Monday, October 23, 2006

Build my Life

I love you...I hope you know that. I can't tell you that enough...and all I get back is "i know." I'm trying to pour my heart out...and I feel trampled.
All I want is a chance...
one last chance to make things happen.

Why did it take me so long to figure out that you and I are supposed to be together forever...? Now, I might not get the opportunity. I'm not sure what hurts more...not having "i love you" as a reply, knowing that I might not have you, or knowing that I'm the one who ruined it.

I miss you...and I love you...and you're the one.
How could I possibly think of leaving you when I don't want a life without you?

Tuesday, October 03, 2006

It all comes "Down to You"

I feel like I'm on an emotional rollercoaster and the rollercoaster is right now on it's downhill swing. Each day, it's heightened and then lowered, heightened, then falls. The falling and rising action introduced by Aristotle, but I wonder if he thought about it as a roller coaster? This moment is the downfall. I'm scared; I feel vulnerable; I'm...in love. I've been sickly in love since I was a freshman in high school, and while I've taken a few routes that weren't so right in the meantime, I've finally found my way back to the path I'm supposed to be on. Each night I spend with you, sleeping in our respective places, I realize that the moments we spend talking before falling asleep are the moments I live for. I love that feeling the next morning, knowing you slept next to me and that I got to wake up with you the next morning. I realize that you're not watching over me when I sleep, but I like to think that you're taking care of me and protecting me.

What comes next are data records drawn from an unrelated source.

PR #146, opened 2020-07-23
Replace node

floriand-e2r:

No

Feature

To replace a node by another node, the node needs to be added to the graph and then substituted

A node can be replaced by another node directly by using `Graph.replace` method, which calls `Graph.add` and then `Graph.substitute`

**Other information**:

### DIFF
--- a/single-line-diagram-core/pom.xml
+++ b/single-line-diagram-core/pom.xml
@@ -118,6 +118,11 @@
             <artifactId>powsybl-config-test</artifactId>
             <scope>test</scope>
         </dependency>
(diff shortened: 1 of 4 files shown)


floriand-e2r:
The replace method should maybe test if the node is already in the graph... and throw an exception if it is, or deal with a strange replacement (removing then substituting)?

geofjamg:
> The replace method should maybe test if the node is already in the graph... and throw an exception if it is, or deal with a strange replacement (removing then substituting)?

Indeed we need to throw an exception if new node already exists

And yet, It scares the hell out of me not knowing how you feel. Where I know you've always felt something for me, I've been skeptical in the past, but now....now, I know. I don't know why it took me so long; I don't know how I couldn't have seen it from the start.

I'm in love...and always will be. With you... I love you.

When I was laughing the other night when we were in bed, it wasn't laughter because I thought something was funny...I was laughing because it's the only thing I can do to keep myself from crying out of pure joy. It's that small laughter I get to make myself from stopping the tears from coming. Comic relief?

I'm standing by myself out on a limb and it's quite scary.... Will you come stand with me?